Once again, it's Nobel Prize season; and like I did last year, I'm going to offer my comments on the winners and their discoveries and work.
Andrew Z Fire (Stanford) and Craig C Mello (U Mass) split this year's medicine prize, for their 1998 discovery about the flow of DNA from the nucleus to the cytoplasm and what happens when "sense and anti-sense" RNA meet up. Quite literally, they annihilate each other. It's somewhat similiar to the analogy between matter and anti-matter, or for that matter (no pun intended) time and anti-time. Technical details can be found here.
Bottom line: It was a major breakthrough in the fight against rapidly spreading viruses and diseases, especially in lower organisms. The long term implications are that it could help to lead to cures for genetic diseases if the genes that cause them can be tricked in a similar way to kill itself.

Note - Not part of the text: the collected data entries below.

PR #1304, opened 2024-02-15
Improve api for UI

Amogh-Bharadwaj:
- Replication connection can't perform queries so removed that
- Exclude dropped columns from being displayed in table picker
- Refactor create pub check to check privileges since transactions don't work on publications and don't want to risk creating and not dropping one. this has been functionally tested

### DIFF
--- a/flow/connectors/postgres/validate.go
+++ b/flow/connectors/postgres/validate.go
@@ -154,6 +154,4 @@ func (c *PostgresConnector) CheckReplicationConnectivity(ctx context.Context) er
 	}
 
 	return conn.Close(ctx)
-
-	return nil
 }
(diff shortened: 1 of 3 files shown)


flow/connectors/postgres/validate.go
```diff
@@ -167,11 +155,5 @@ func (c *PostgresConnector) CheckReplicationConnectivity(ctx context.Context) er
 
 	defer conn.Close(ctx)
```
serprex, line 156:
```suggestion
	return conn.Close(ctx)
```

flow/connectors/postgres/validate.go
```diff
@@ -165,13 +153,7 @@ func (c *PostgresConnector) CheckReplicationConnectivity(ctx context.Context) er
...
-	defer conn.Close(ctx)
-
-	var one int
-	queryErr := conn.QueryRow(ctx, "SELECT 1").Scan(&one)
-	if queryErr != nil {
-		return fmt.Errorf("failed to query replication connection: %v", queryErr)
-	}
+	return conn.Close(ctx)
 
 	return nil
```
serprex, line 158:
```suggestion
```

serprex (approved):

serprex (approved):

My thoughts about this one? Wouldn't it be great if they could use that and other breakthroughts to cure breast cancer, Parkinson's Disease, muscular dystrophy, even AIDS -- all diseases the "will of God," according to Christian "conservatives"? Get those diseases to commit suicide too? Faith and science have never been incompatable, it's some elements of religion that have made them so. Illness is not the will of God, no matter what disease it is; and the sooner we can put the money grubbing "faith healers" out of business and make people whole through genuine faith both in themselves and the positive possibilities in science the better.
Great pick, in my opinion. Hope this sets a theme the Institute intends to set for the next two weeks -- like last year, one can hope there is actually a practical purpose in the selections, unlike some years when some choices are so hard to explain even a rocket scientist can't figure it out.